**Task requirements:** Check every line of the data below for the word "Adding". Copy the ones that have it.

**Supplied information:**
PR #453, opened 2023-10-30
1151: Cleanup IG rotue names to make metrics reports clearer

dbadham-fr:
The name of the route is used for the routeId in metrics events, renaming the following routes to make the metrics reports easier to understand:
- 54-ob-token-endpoint.json => 05-ob-as-token-endpoint.json , renaming to follow the same pattern as the authorize endpoint
- 60-internal-repo.json => 100-internal-repo.json , renaming due to clash with ob route 60-ob-file-payment-submission
- 99-ob-as.json => 99-ob-as-passthrough.json to make it clearer that requests are simply passed through to the AS.

https://github.com/SecureApiGateway/SecureApiGateway/issues/1151


jorgesanchezperez (approved):

BohoCode:
Is this a breaking change? 🤔

PR #467, opened 2023-12-06
961: Support OAuth 2.0 Pushed Authorization Requests (PAR)

dbadham-fr:
We want to be able to support Pushed Authorisation Requests as specified by https://datatracker.ietf.org/doc/html/rfc9126 . These requests should also be FAPI compliant, existing FAPI validation applied to `/authorize` requests also apply `/par`

Adding new IG route to reverse proxy the AM /par endpoint. This route is very similar to the existing /authorize route, it uses new PAR variants of existing Authorize filters.

`FapiAuthorizeRequestValidationFilter` has been refactored to enable it to be reused for /par request validation, base class:`BaseFapiAuthorizeRequestValidationFilter` has been extracted to handle the core logic of validating an authorize requests.

`FapiAuthorizeRequestValidationFilter` handles /authorize specific logic:
- handling Query param based parameters
- skipping validation if this is an /authorize request for a previously submitted /par request i.e. if the request_uri param is present

New `FapiParRequestValidationFilter` handles /par specific logic, which is to work with Form based parameters.

Refactored `AuthorizeResponseFetchApiClientFilter` to work with /par requests by allowing a Function to be plugged in which retrieves the client_id. This is used to enable the /authorize and /par routes to retrieve the ApiClient data to use in the metrics filter.

Created `ParResponseFetchApiClientFilterHeaplet` which an be used to create `ParResponseFetchApiClientFilter`s. This filter is an alias for AuthorizeResponseFetchApiClientFilter that has been configured to retrieve the client_id from the Request's Form.

Issue: https://github.com/SecureApiGateway/SecureApiGateway/issues/964


BohoCode (commented):
https://github.com/SecureAPIGateway/SecureApiGateway/wiki/IG-Extensions-Java-Module needs updating to describe this filter?

BohoCode (approved):

dbadham-fr:
> https://github.com/SecureAPIGateway/SecureApiGateway/wiki/IG-Extensions-Java-Module needs updating to describe this filter?

Adding documentation now

PR #506, opened 2024-02-12
1279: Migrating FapiTransactionIdFilter groovy script to FapiInteractionIdTracingFilter java class

dbadham-fr:
FapiTransactionIdFilter.groovy has been ported to Java class: com.forgerock.sapi.gateway.fapi.FapiInteractionIdTracingFilter , this is a drop in replacement for the previous filter.

Minor impl change, the x-fapi-interaction-id is no longer written to the attributes context. Instead, if other filters need to get the value then they can retrieve it from the Request Headers. com.forgerock.sapi.gateway.fapi.FAPIUtils.getFapiInteractionId function has been updated to use the Request.

https://github.com/SecureApiGateway/SecureApiGateway/issues/1279


secure-api-gateway-ig-extensions/pom.xml
```diff
@@ -75,8 +75,8 @@
         </dependency>
 
         <dependency>
-            <groupId>org.slf4j</groupId>
-            <artifactId>slf4j-simple</artifactId>
+            <groupId>ch.qos.logback</groupId>
+            <artifactId>logback-classic</artifactId>
```
dbadham-fr, line 79: Required to test MDC contains the x-fapi-interaction-id. The slf4j-simple logger uses NOPMDCAdapter which does nothing when we attempt to add items to the MDC.

BohoCode (approved):

PR #519, opened 2024-03-14
Testing to see if we can set jwks_uri in oidc well known via AM config

BohoCode:


BohoCode:
This test proved the AM config can be used instead, so formalising this work in an issue 
https://github.com/SecureApiGateway/SecureApiGateway/issues/1318

PR #563, opened 2024-10-31
Conversion of error codes and messages.

mariantiris:
Issue: https://github.com/SecureApiGateway/SecureApiGateway/issues/1569

Added error code mappings in ObResponseCheck scripts - this is responsible of creating the OB compliant error responses that are thrown directly from IG.

### DIFF
--- a/config/7.3.0/securebanking/ig/scripts/groovy/ObResponseCheck.groovy
+++ b/config/7.3.0/securebanking/ig/scripts/groovy/ObResponseCheck.groovy
@@ -22,7 +22,7 @@ SCRIPT_NAME = "[ObResponseCheck] (" + fapiInteractionId + ") - ";
 logger.debug(SCRIPT_NAME + "Running...")
 
 String HEADER_INTERACTION_ID = "x-fapi-interaction-id"
-Map<String, String> getGenericError(Status status, String responseBody) {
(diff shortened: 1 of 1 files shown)


config/7.3.0/securebanking/ig/scripts/groovy/ObResponseCheck.groovy
```diff
@@ -99,6 +99,21 @@ static isObCompliantError(responseBody) {
...
+  String apiVersionRegex = "(v\\d+)"
+  def match = (request.uri.path =~ apiVersionRegex)
+  def isV3Request = true
+  if (match.find()) {
+    def apiVersion = match.group(1)  // Capture only the major version, e.g., "v4"
+    if (apiVersion == "v4") {
+      return false
+    }
+  }
+  return true;
```
dbadham-fr, line 112: Can you rewrite this not to use a regex please?

The groovy `=~` operator is basically syntactic sugar for `java.util.regex.Pattern.compile(string)` which has a relatively high performance cost, and one compile call is being made each time is this method is called.

As the path element containing the version is constant, then its more efficient to manually parse the String. The `org.forgerock.http.MutableUri#getPathElements` method of request.uri field is handy to get the path elements as an array.

dbadham-fr (approved):

PR #570, opened 2024-12-12
1420: Fix config for IG 2024.11 with openig-fapi

BohoCode:
Using the config in core as a basis. Also changed AmService-OBIE to just AmService

Issue: https://github.com/SecureApiGateway/SecureApiGateway/issues/1620


shaunharrisonFR:
Actions by Shaun and Wayne since the PR originally got created

- Merge Master to bump Parent & Core versions
- Separate to this PR, we've deployed the TTD as standalone
- Removed 7# routes as now handled in TTD
- Removed what we've decided is an unneeded filter from route 03

wmorrison365fr:
Superseded (and tidied up) by PR #574

PR #617, opened 2025-09-15
OPENIG-9515 Introduce RCS API client error tranform filter

wmorrison365fr:
OPENIG-9515 Introduce error transform filter in route 83-rcs-api to ensure client errors are correctly reported according to OAuth2 standards.


wmorrison365fr:
Change not required. Underlying issue found in RCS:
https://github.com/SecureApiGateway/secure-api-gateway-ob-uk-rcs/pull/305/files

PR #680, opened 2026-06-11
OPENIG-10460 Fix logback by unpinning and using IG BOM config

wmorrison365fr:


guillaumelamirand (approved):

wmorrison365fr:
Local build env is broken (as component). 
Tested using env dev-cdk-ob instead.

**Written solution:**
Adding new IG route to reverse proxy the AM /par endpoint. This route is very similar to the existing /authorize route, it uses new PAR variants of existing Authorize filters.
Adding documentation now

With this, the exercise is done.